▶ [PROMPT] Using the material below, set down only the line containing "CL: [Fix] AI's" and the lines after it, unchanged.
GIVEN RECORDS Block Start
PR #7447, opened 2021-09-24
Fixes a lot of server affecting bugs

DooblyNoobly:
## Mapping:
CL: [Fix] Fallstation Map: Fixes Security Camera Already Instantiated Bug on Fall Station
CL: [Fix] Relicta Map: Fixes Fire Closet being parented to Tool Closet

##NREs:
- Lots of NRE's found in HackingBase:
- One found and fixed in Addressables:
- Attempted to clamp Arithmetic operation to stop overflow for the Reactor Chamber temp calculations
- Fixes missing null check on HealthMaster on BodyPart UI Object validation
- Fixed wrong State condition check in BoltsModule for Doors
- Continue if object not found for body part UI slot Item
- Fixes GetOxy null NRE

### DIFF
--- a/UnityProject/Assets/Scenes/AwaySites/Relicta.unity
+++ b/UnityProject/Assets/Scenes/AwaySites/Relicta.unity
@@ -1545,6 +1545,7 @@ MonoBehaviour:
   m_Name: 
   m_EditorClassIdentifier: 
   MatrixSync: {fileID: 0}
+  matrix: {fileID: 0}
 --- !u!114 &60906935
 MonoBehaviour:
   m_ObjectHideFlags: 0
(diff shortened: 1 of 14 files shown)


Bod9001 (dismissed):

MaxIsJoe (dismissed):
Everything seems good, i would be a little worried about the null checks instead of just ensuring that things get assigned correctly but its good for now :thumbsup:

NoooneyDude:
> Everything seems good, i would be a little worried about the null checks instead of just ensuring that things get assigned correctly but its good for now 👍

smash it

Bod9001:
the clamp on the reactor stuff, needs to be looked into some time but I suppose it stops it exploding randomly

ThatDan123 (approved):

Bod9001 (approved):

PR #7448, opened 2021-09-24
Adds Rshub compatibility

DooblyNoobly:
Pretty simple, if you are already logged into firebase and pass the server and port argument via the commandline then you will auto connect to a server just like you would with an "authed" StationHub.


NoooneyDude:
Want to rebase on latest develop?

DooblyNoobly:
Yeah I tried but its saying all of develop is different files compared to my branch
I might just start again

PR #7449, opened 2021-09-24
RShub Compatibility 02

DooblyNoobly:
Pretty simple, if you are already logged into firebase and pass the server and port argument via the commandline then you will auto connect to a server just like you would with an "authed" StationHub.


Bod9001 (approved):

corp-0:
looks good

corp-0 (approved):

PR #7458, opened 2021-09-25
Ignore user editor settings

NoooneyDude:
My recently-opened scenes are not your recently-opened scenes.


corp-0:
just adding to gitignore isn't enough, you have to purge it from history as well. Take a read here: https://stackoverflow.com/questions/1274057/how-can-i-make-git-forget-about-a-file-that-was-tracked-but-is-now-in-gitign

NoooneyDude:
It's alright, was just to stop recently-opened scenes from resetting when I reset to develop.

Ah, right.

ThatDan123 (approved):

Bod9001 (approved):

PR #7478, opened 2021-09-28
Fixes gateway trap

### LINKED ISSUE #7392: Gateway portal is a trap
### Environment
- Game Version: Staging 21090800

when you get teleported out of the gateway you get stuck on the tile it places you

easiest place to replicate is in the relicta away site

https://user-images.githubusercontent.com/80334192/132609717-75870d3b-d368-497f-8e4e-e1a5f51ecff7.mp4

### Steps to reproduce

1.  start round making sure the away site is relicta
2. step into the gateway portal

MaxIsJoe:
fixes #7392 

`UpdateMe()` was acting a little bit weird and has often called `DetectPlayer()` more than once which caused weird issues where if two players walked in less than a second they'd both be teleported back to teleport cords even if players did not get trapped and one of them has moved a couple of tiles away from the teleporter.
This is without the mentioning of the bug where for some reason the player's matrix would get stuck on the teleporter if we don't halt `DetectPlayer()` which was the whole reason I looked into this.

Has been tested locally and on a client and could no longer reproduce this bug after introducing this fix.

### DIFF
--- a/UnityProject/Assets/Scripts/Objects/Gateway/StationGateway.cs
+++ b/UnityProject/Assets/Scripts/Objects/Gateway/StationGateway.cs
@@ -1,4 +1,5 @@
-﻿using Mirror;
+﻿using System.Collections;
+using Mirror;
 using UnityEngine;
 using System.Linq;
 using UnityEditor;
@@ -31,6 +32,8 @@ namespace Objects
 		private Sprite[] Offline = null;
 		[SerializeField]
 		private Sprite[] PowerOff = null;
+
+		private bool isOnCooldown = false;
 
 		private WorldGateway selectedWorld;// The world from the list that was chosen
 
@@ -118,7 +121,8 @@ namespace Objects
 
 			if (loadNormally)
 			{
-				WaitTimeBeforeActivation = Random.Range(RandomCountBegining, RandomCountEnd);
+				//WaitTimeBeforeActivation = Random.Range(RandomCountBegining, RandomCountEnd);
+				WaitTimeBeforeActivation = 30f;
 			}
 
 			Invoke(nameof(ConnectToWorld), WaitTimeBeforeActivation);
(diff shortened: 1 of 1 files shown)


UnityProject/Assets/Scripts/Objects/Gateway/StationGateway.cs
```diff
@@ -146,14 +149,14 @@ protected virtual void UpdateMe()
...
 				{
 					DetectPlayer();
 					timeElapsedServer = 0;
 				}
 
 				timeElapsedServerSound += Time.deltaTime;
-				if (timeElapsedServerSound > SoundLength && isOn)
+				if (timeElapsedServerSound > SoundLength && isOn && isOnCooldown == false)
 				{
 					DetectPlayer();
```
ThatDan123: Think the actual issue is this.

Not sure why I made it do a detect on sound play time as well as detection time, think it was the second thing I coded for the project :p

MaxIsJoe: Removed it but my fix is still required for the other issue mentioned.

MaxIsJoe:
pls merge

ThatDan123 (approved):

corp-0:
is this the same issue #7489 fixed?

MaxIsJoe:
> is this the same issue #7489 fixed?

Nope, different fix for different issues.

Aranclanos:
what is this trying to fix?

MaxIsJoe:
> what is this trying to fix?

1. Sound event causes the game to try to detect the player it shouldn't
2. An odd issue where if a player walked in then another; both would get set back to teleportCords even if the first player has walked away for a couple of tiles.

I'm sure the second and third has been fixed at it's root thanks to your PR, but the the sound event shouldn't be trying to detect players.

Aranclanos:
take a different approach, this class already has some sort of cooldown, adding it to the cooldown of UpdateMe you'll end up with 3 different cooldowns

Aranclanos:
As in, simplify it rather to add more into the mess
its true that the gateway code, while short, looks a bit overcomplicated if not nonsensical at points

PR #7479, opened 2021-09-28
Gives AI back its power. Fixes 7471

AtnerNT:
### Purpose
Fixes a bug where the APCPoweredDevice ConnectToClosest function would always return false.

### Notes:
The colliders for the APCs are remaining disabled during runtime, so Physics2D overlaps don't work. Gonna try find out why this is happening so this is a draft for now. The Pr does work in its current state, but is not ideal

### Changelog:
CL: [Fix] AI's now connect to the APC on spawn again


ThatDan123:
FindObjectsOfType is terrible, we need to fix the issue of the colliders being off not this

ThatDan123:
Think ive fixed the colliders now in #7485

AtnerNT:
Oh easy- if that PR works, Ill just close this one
GIVEN RECORDS Block End
▶ [TASK ANSWER]
CL: [Fix] AI's now connect to the APC on spawn again


ThatDan123:
FindObjectsOfType is terrible, we need to fix the issue of the colliders being off not this

ThatDan123:
Think ive fixed the colliders now in #7485

AtnerNT:
Oh easy- if that PR works, Ill just close this one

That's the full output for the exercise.